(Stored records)
Issue #486, opened 2021-08-11
Misc estimator things to cleanup


proteneer:
1) Fix gradients with endpoint correction to use the correct end states
2) Change barostat frequency from 5->25
3) Change du/dp frequency from 5->100 and measure perf differences.

proteneer:
Current Timings for 100k steps on hif2a on master

```
x_interval=1000
du_dp_interval=5
barostat_interval=5
Multiple_steps: 89 seconds
Delta_U's time: 6.5 seconds
```

proteneer:
branch: estimator_cleanup (using `ctxt.multiple_steps_U` as opposed to `ctxt.multiple_steps` and `delta_Us` separately)

`
x_interval=1000
du_dp_interval=5
barostat_interval=5
total time 89.58291339874268
`

(7% speedup roughly)

maxentile:
Closed by https://github.com/proteneer/timemachine/pull/487

PR #487, opened 2021-08-11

• _The problem_
Check each line of the data for "opened". Copy the lines where it turns up.

• _Response area_
Issue #486, opened 2021-08-11
PR #487, opened 2021-08-11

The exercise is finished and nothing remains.